The government shutdown and the near-default were devastating for the party. If it takes a drubbing, as expected, in the Virginia gubernatorial race this week, there will be fresh recriminations.
Looming is the immigration debate, which is even more divisive and politically perilous for Republicans. The House leadership will decide in the next few weeks whether to take up piecemeal measures, with an eye toward an eventual resolution with a Senate-passed bill, or to scuttle the law.
The party is as divided as the stakes are huge. Hundreds of conservative evangelicals and business people were in Washington last week to lobby for a bill. This is unprecedented support from those quarters.
But grass-roots activists and many right-wing politicians hate the Senate bill, which grants a pathway to citizenship for undocumented immigrants. Its opponents argue that it’s a Democratic scheme and a gift to Obama.
This despite overwhelming evidence that the growing Hispanic and Asian-American electorates, and young voters, are strongly pro-immigration reform and are punishing Republicans at the polls. In an analysis of the 2012 elections, the Republican National Committee said that to attract more of the Hispanic vote, the party “must embrace and champion immigration reform.”
Speaker John Boehner and most of the House Republican leaders understand this. They would like to bring up a number of popular measures such as ones beefing-up border security, requiring worker verification and perhaps even legalizing younger immigrants, and figure out later how to reconcile them with the Senate-passed bill.
The problem is the several dozen members belonging to a “hell, no” contingent in House who will vote against any measure, even those they support, suspecting that they could be falling into a trap leading to a deal with the Senate. The speaker probably needs Democratic votes to secure passage.
But House Democratic leader Nancy Pelosi, who has a more unified caucus in support of immigration reform, will only provide those votes if the trap is real. She, the president and most Democrats insist on a comprehensive bill.
Privately, Republicans are experimenting with different strategies, with House Budget Committee Chairman Paul Ryan in the forefront on the most controversial questions of legalization and citizenship. But the shutdown debacle has embittered some members and made them even less willing to be accommodating.

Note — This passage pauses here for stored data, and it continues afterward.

PR #89, opened 2026-04-11
feat: Add macOS automated setup script and update platform documentation

nhebling:
Add `setup-macos.sh`, a shell script that automates Claude Desktop MCP configuration on macOS. The script detects KiCad's bundled Python, resolves PYTHONPATH, generates the correct MCP server config, and safely merges it into the existing Claude Desktop configuration with backup support. Supports `--verify`, `--dry-run`, and `--apply` modes.

Update `README.md` with documentation for the automated setup workflow, including usage examples, parameter reference, and post-setup steps.

Extend `docs/PLATFORM_GUIDE.md` with macOS-specific sections covering installation, path handling, Python environment, troubleshooting, best practices, cross-platform migration, and support resources.

Update `docs/STATUS_SUMMARY.md` to reflect the new macOS automation capabilities and bump the last-updated date.

Considerations for potential future changes: 
- Move 'What's new' from README.md to CHANGELOG.md to reduce size of README.md and keep intent clean
- Move 'Archticture' from README.md to ARCHITECTURE.md or docs folder to reduce size of README.md and keep intent clean

### DIFF
--- a/setup-macos.sh
+++ b/setup-macos.sh
@@ -1,0 +1,317 @@
+#!/usr/bin/env bash
+set -euo pipefail
+
+MODE=""
+ASSUME_YES=0
+SERVER_NAME="kicad"
+CLAUDE_CONFIG_PATH=""
+
+SCRIPT_NAME="$(basename "$0")"
+
+usage() {
+  cat <<EOF
+Usage:
+  $SCRIPT_NAME --verify [--name NAME] [--claude-config PATH]
+  $SCRIPT_NAME --dry-run [--name NAME] [--claude-config PATH]
+  $SCRIPT_NAME --apply [--name NAME] [--claude-config PATH] [--yes]
+
+Options:
+  --verify               Check prerequisites and print detected paths
+  --dry-run              Show config and merged Claude Desktop config without writing
+  --apply                Write/update Claude Desktop config
+  --yes                  Do not prompt before writing (only with --apply)
+  --name NAME            MCP server name (default: kicad)
+  --claude-config PATH   Path to Claude Desktop config file
+                         (default: ~/.config/Claude/claude_desktop_config.json)
+EOF
+}
+
+# --- Terminal formatting ---
+if [[ -t 1 ]]; then
+  BOLD=$'\033[1m'
+  DIM=$'\033[2m'
+  RESET=$'\033[0m'
+  GREEN=$'\033[32m'
+  YELLOW=$'\033[33m'
+  RED=$'\033[31m'
+  CYAN=$'\033[36m'
+else
+  BOLD="" DIM="" RESET="" GREEN="" YELLOW="" RED="" CYAN=""
+fi
+
+SYM_OK="${GREEN}✓${RESET}"
+SYM_WARN="${YELLOW}⚠${RESET}"
+SYM_FAIL="${RED}✗${RESET}"
+
+fail() { echo "${SYM_FAIL} ${RED}Error:${RESET} $1" >&2; exit 1; }
+info() { echo "${SYM_OK} $1"; }
+warn() { echo "${SYM_WARN} ${YELLOW}$1${RESET}"; }
+
+section() {
+  echo
+  echo "${DIM}────────────────────────────────────────────────────${RESET}"
+  echo "${BOLD}${CYAN}$1${RESET}"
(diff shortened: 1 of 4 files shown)


setup-macos.sh
```diff
@@ -0,0 +1,317 @@
...
+  $SCRIPT_NAME --apply [--name NAME] [--claude-config PATH] [--yes]
+
+Options:
+  --verify               Check prerequisites and print detected paths
+  --dry-run              Show config and merged Claude Desktop config without writing
+  --apply                Write/update Claude Desktop config
+  --yes                  Do not prompt before writing (only with --apply)
+  --name NAME            MCP server name (default: kicad)
+  --claude-config PATH   Path to Claude Desktop config file
+                         (default: ~/.config/Claude/claude_desktop_config.json)
```
Kletternaut: The default Claude Desktop config path shown here is the Linux path. On macOS it should be ~/Library/Application Support/Claude/claude_desktop_config.json.

setup-macos.sh
```diff
@@ -0,0 +1,317 @@
...
+      fail "Unknown argument: $1"
+      ;;
+  esac
+done
+
+[[ -n "$MODE" ]] || { usage; exit 1; }
+[[ -n "$SERVER_NAME" ]] || fail "Server name must not be empty"
+
+if [[ -z "$CLAUDE_CONFIG_PATH" ]]; then
+  CLAUDE_CONFIG_PATH="$HOME/.config/Claude/claude_desktop_config.json"
```
Kletternaut: Same issue here: this should be $HOME/Library/Application Support/Claude/claude_desktop_config.json for macOS. This is the functional bug — the script will write to the wrong location or miss an existing config on most macOS systems.

setup-macos.sh
```diff
@@ -0,0 +1,317 @@
...
+}
+
+if [[ "$MODE" == "verify" ]]; then
+  show_detected
+  section "Proposed Claude Desktop entry ('$SERVER_NAME')"
+  echo "$CONFIG_FRAGMENT_JSON"
+  exit 0
+fi
+
+MERGE_RESULT="$(merge_config)" || {
```
Kletternaut: Small issue: when merge_config fails, $MERGE_RESULT will be empty under set -e, so the error message is lost silently. Suggested fix:

bash
MERGE_RESULT="$(merge_config 2>&1)" || {
  echo "$MERGE_RESULT"
  exit 1
}

setup-macos.sh
```diff
@@ -0,0 +1,317 @@
...
+info "Claude Desktop configuration updated successfully."
+
+echo
+echo "${BOLD}Next steps:${RESET}"
+echo "  1. Fully quit Claude Desktop"
+echo "  2. Reopen Claude Desktop"
+echo "  3. In a new chat, check: + → Connectors"
+echo "  4. Verify with:"
+echo "     Use the ${BOLD}$SERVER_NAME${RESET} MCP server to run ${BOLD}check_kicad_ui${RESET}."
+echo
```
Kletternaut: Minor: the file is missing a trailing newline at the end. POSIX requires text files to end with a newline — most editors add this automatically.

Kletternaut (changes requested):
Hi @nhebling, thanks for contributing this — a macOS setup script is a great addition! 🙏

I've left a few inline comments. The main issue worth fixing before merging is the Claude Desktop config path: the current default (~/.config/Claude/...) is the Linux path. On macOS it should be ~/Library/Application Support/Claude/claude_desktop_config.json. This would cause the script to write to the wrong location on most macOS systems.

The other points are minor. Looking forward to the fix!

setup-macos.sh
nhebling: Yes, you are correct. I struggled to get it running on my machine and then today tried this approach and it worked. But might be that I initially did not restart Claude completly and sth. was still running. Today there was an update to the Desktop app, think this might have then caused to the false assumption. But thanks for pointing it out.

setup-macos.sh
nhebling: Fixed

setup-macos.sh
nhebling: Yes, indeed. Fixed.

setup-macos.sh
nhebling: Fixed.

PR #100, opened 2026-04-14
fix: ERC handler fails on KiCad 9 schematics

LeahArmstrong:
## Summary

`run_erc` silently returns 0 violations on KiCad 9 schematics with sub-sheets. Two root causes:

- **Non-zero exit code treated as failure** — `kicad-cli sch erc` returns a non-zero exit code when violations exist (expected behavior), but the handler treated this as a command error and returned `success: false` before reading the JSON output.
- **KiCad 9 JSON structure change** — KiCad 9 nests violations under `sheets[].violations` instead of the top-level `violations[]` array used by KiCad 8. The handler only read the top-level array, so all sub-sheet violations were missed.

## Changes

**`python/kicad_interface.py`** (14 lines changed)
- Check for output file existence/size instead of exit code to determine failure
- Collect violations from both top-level `violations[]` and `sheets[].violations`
- Both fixes are backward-compatible with KiCad 8

**`tests/test_erc_handler.py`** (new, 248 lines)
- 6 unit tests covering:
  - Non-zero exit code with valid JSON output succeeds
  - Zero exit code with no violations succeeds
  - Missing output file correctly fails
  - KiCad 9 `sheets[].violations` structure parsed correctly
  - KiCad 8 top-level `violations[]` still works
  - Mixed top-level + sheets violations both collected

## Test plan

- [x] `pytest tests/test_erc_handler.py` — 6/6 pass
- [x] Tested against a real KiCad 9 hierarchical schematic (7 sheets, 293 violations detected — previously returned 0)

### DIFF
--- a/python/kicad_interface.py
+++ b/python/kicad_interface.py
@@ -2664,11 +2664,14 @@ class KiCADInterface:
 
                 result = subprocess.run(cmd, capture_output=True, text=True, timeout=120)
 
-                if result.returncode != 0:
-                    logger.error(f"ERC command failed: {result.stderr}")
+                # kicad-cli returns non-zero when ERC violations are found —
+                # this is normal, not an error.  Only fail when no JSON was
+                # produced (genuine CLI failure).
+                if not os.path.exists(json_output) or os.path.getsize(json_output) == 0:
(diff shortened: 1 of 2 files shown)


Mehanik (approved):
Great work, thank you!

PR #101, opened 2026-04-15
chore: align Python version floor with KiCad's macOS bundle (3.9)

OmsAhmad:
Mostly cleanup for running on macOS after #89. KiCad ships Python 3.9 on macOS (both v9 and v10), and sicne `pcbnew.so` is compiled against that interpreter the previous `>=3.10` floor was unreachable on macOS. The docs referenced nonexistent `python3.11/site-packages` paths. Lowered the floor and corrected the docs. No source changes needed and all  files in `python/` already compile clean on 3.9. Also add `.venv/` to `.gitignore`.

### DIFF
--- a/.github/workflows/ci.yml
+++ b/.github/workflows/ci.yml
@@ -45,7 +45,7 @@ jobs:
     strategy:
       matrix:
         os: [ubuntu-24.04, ubuntu-22.04]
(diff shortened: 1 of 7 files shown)


Mehanik (approved):
LGTM

PR #102, opened 2026-04-15
fix: resolve nets when labels are placed directly at pin endpoints

ffindog:
## Problem

`generate_netlist` and `list_schematic_nets` return 0 nets when a schematic has net labels placed directly at component pin endpoints (without wire segments).

This is valid KiCad schematic style — eeschema connects a net label to a pin if the label anchor is at the pin endpoint, no wire required. The MCP server's `get_net_connections()` in `connection_schematic.py` however required wire segments to exist before it would match pins, causing it to silently drop all nets.

## Root cause

`get_net_connections()` built `connected_wire_points` exclusively from wire endpoints, then returned early if that set was empty:

\`\`\`python
if not connected_wire_points:
    return connections  # always empty for label-at-pin schematics
\`\`\`

## Fix

Build `all_match_points` as the union of wire endpoints **and** label positions. Pin matching uses `all_match_points`, so a label placed directly at a pin endpoint is detected whether or not a wire exists.

\`\`\`python
all_match_points = connected_wire_points | {
    (p[0], p[1]) for p in net_label_positions
}
\`\`\`

Also removed the early return when the schematic has no `wire` attribute — we now continue with label positions as the sole match points rather than bailing out.

Wired schematics are completely unaffected.

## Tests added

`tests/test_label_at_pin_net_connections.py` — 11 unit tests covering:

| Class | Tests |
|---|---|
| `TestLabelAtPinNoWire` | Core fix: label at pin finds connection, multiple pins, tolerance boundary |
| `TestLabelViaWire` | Regression: wired connections still work, no false positives |
| `TestMixedStyles` | Both wired and direct labels on the same net |
| `TestEdgeCases` | Unknown net, no labels, no wire attribute, template symbols skipped |

All 11 pass. No regressions in `test_net_connectivity.py` or `test_net_label_pin_snapping.py` (50 total).

## Python code quality

Verified manually (Black, isort, flake8, mypy all clean). The pre-commit `local` npm hook fails to install on Windows due to a MobaXterm shell environment issue unrelated to this change — no TypeScript files were modified.


Mehanik (approved):
Thank you, nice catch!

PR #103, opened 2026-04-15
fix: correct pin location, symbol reference dedup, and ERC violation parsing

tecnovel:
## What                                                   
                                                                                                              
  Three bugs in the schematic component placement and pin location pipeline that caused `connect_to_net`, wire
   stubs, and net labels to be placed at wrong coordinates (or not at all).
                                                                                                              
  ## Root Causes & Fixes                                    

  ### 1. `component_schematic.py` — symbols saved with `R1_` instead of `R1`                                  
   
  kicad-skip's `clone()` already appends the cloned raw element to the schematic tree. The subsequent         
  `schematic.symbol.append(new_symbol)` triggered `NamedCollection.append`, which detected the reference as
  already registered (from the `elementRename` callback fired when setting `property.Reference.value`) and    
  silently renamed it `R1_`. Every downstream pin lookup then failed with *"Symbol R1 not found in 
  schematic"*.

  **Fix:** removed the redundant `append()` call — the clone is already in the tree.                          
   
  ### 2. `pin_locator.py` — pin positions wrong for unrotated symbols, rotation results wrong for rotated ones
                                                            
  `lib_symbols` embedded in `.kicad_sch` files follow the library y-up convention (y increases upward, same as
   `.kicad_sym` files). `get_pin_location` was reading the y coordinate directly as schematic y-down, placing 
  every pin on the wrong side of the symbol body (pin 1 of Device:R at y=103.81 instead of y=96.19 for a
  symbol centered at y=100). This also caused rotated pin positions to be mirrored.                           
                                                            
  **Fix:** negate `pin_rel_y` before applying rotation — `pin_rel_y = -pin_data["y"]` — matching KiCad's own  
  transform order, which is already implemented correctly in `_transform_local_point` in
  `schematic_analysis.py`.                                                                                    
                                                            
  ### 3. `pin_locator.py` — `.rstrip("_")` guard in all reference lookups

  Defensive fix: strips any trailing `_` from `property.Reference.value` before comparing, guarding against   
  edge cases where kicad-skip writes a trailing underscore.

  ### 4. `kicad_interface.py` — ERC violations not parsed in KiCad 8+
                                                                                                              
  `kicad-cli sch erc --format json` changed its output schema in KiCad 8: violations are now nested under 
  `sheets[].violations` rather than at the top-level `violations` key. The old code did                       
  `erc_data.get("violations", [])` and got an empty list on any modern KiCad install, silently reporting zero
  ERC errors regardless of actual issues.                                                                     
                                                            
  **Fix:** collect violations by iterating `erc_data["sheets"][*]["violations"]` first, with a fallback to the
   top-level `violations` key for older kicad-cli versions.
                                                                                                              
  ### 5. `pin_locator.py` self-test — wrong template                                                          
   
  The standalone test was using `template_with_symbols_expanded.kicad_sch`, which only contains `lib_symbols` 
  definitions and has no placed `_TEMPLATE_*` instances to clone from. Switched to                            
  `template_with_symbols.kicad_sch`.
                                                                                                              
  ## Test Plan                                              

  - [x] `python python/commands/pin_locator.py` — pin 1 of R1 (rotation 0°) now at y=96.19 (above center); pin
   1 of C1 (rotation 90°) at x=153.81 (right of center)                                                       
  - [x] `pytest tests/ python/tests/` — 466 tests pass
  - [x] `black --check` and `mypy --ignore-missing-imports` — no issues on changed files

### DIFF
--- a/package-lock.json
+++ b/package-lock.json
@@ -848,9 +848,9 @@
       }
     },
     "node_modules/brace-expansion": {
-      "version": "1.1.14",
-      "resolved": "https://registry.npmjs.org/brace-expansion/-/brace-expansion-1.1.14.tgz",
-      "integrity": "sha512-MWPGfDxnyzKU7rNOW9SP/c50vi3xrmrua/+6hfPbCS2ABNWfx24vPidzvC7krjU/RTo235sV776ymlsMtGKj8g==",
+      "version": "1.1.13",
+      "resolved": "https://registry.npmjs.org/brace-expansion/-/brace-expansion-1.1.13.tgz",
+      "integrity": "sha512-9ZLprWS6EENmhEOpjCYW2c8VkmOvckIJZfkr7rBW6dObmfgJ/L1GpSYW5Hpo9lDz4D1+n0Ckz8rU7FwHDQiG/w==",
       "dev": true,
       "license": "MIT",
       "dependencies": {
--- a/python/commands/component_schematic.py
+++ b/python/commands/component_schematic.py
@@ -255,8 +255,9 @@ class ComponentManager:
             # Generate new UUID
             new_symbol.uuid.value = str(uuid.uuid4())
 
-            # Append to schematic
-            schematic.symbol.append(new_symbol)
+            # NOTE: clone() already inserts the raw element into the schematic tree.
+            # Calling schematic.symbol.append() again causes NamedCollection to detect
+            # the reference as "taken" and rename it to "R1_" (trailing underscore).
             logger.info(f"Successfully added component {reference} to schematic")
 
             return new_symbol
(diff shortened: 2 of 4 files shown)


package-lock.json
```diff
@@ -848,9 +848,9 @@
       }
     },
     "node_modules/brace-expansion": {
-      "version": "1.1.14",
-      "resolved": "https://registry.npmjs.org/brace-expansion/-/brace-expansion-1.1.14.tgz",
-      "integrity": "sha512-MWPGfDxnyzKU7rNOW9SP/c50vi3xrmrua/+6hfPbCS2ABNWfx24vPidzvC7krjU/RTo235sV776ymlsMtGKj8g==",
+      "version": "1.1.13",
```
Mehanik, line 851: This change probably is not necessary. Could you please revert it?

Mehanik: I fixed this and also fixed merge conflicts in this branch: `fix/pr103-pin-locator-and-component-rebase`
Hope it would help!

tecnovel:
Thanks for you help, should be fixed and ready to merge now

PR #117, opened 2026-04-19
fix: add_label falls back gracefully on sub-sheet schematics

thesamprice:
## Summary

- `WireManager.add_label` returned `False` with a logged error whenever the schematic had no `(sheet_instances)` block
- Sub-sheets in hierarchical KiCad designs never have `(sheet_instances)` — only the top-level schematic does
- This made it impossible to add any net label (local, global, or hierarchical) to any sub-sheet

## Fix

When `sheet_instances_index` is `None`, fall back to `len(sch_data)` as the insertion index, which appends before the final closing paren of `(kicad_sch ...)`.

## Test plan

- [x] Add a net label to a top-level schematic → still works
- [x] Add a net label to a sub-sheet schematic → previously returned False, now succeeds
- [x] Verify the output file is valid KiCad s-expression (parseable by KiCad)

### DIFF
--- a/python/commands/wire_manager.py
+++ b/python/commands/wire_manager.py
@@ -316,8 +316,9 @@ class WireManager:
                     break
 
             if sheet_instances_index is None:
-                logger.error("No sheet_instances section found in schematic")
-                return False
+                # Sub-sheets in hierarchical designs don't have (sheet_instances).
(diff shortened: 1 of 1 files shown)


Mehanik:
Thank you!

Senator Marco Rubio, a conservative who played a leading role in winning passage of the comprehensive bill in June, is emblematic of the divisiveness of the issue. His support for reform has demonstrably hurt his presidential ambitions among rank-and-file Republicans. The Florida lawmaker has since tried to placate the right on issues such as abortion and the government shutdown.
Last week, Rubio suggested that the House ought to adopt a scaled-back version of the law, taking up piecemeal measures. He no longer participates in immigration strategy with the other members of the bipartisan Group of Eight who steered the bill through the Senate.
Privately, some Republicans argue that even if immigration is a problem with voters nationally, it doesn’t affect their hold on the House because most of the party’s representatives are from safe districts. They ought to look at a recent study commissioned by the Campaign for Community Change. It’s a left-wing group, but the data, based on demographic changes among Hispanics and Asian-Americans, suggest that, all things being equal, Republicans would lose more than a dozen seats in the next two elections because of the immigration issue alone.
Frank Sharry, executive director of America’s Voice and an advocate of immigration reform who has worked with Republicans and Democrats, shakes his head: “Every day, there is this relentless demographic change, and they act like nothing is happening.”
Rob Paral, a demographer who worked on the study, says many younger voters are also “much more immigration friendly.”
One consideration is that the immigration debate can be postponed until next year, once Republican primaries are over; the calendar and election-year environment make that unlikely.
That means that what the speaker and his lieutenants decide in the next few weeks could affect how Republicans fare in the next few decades.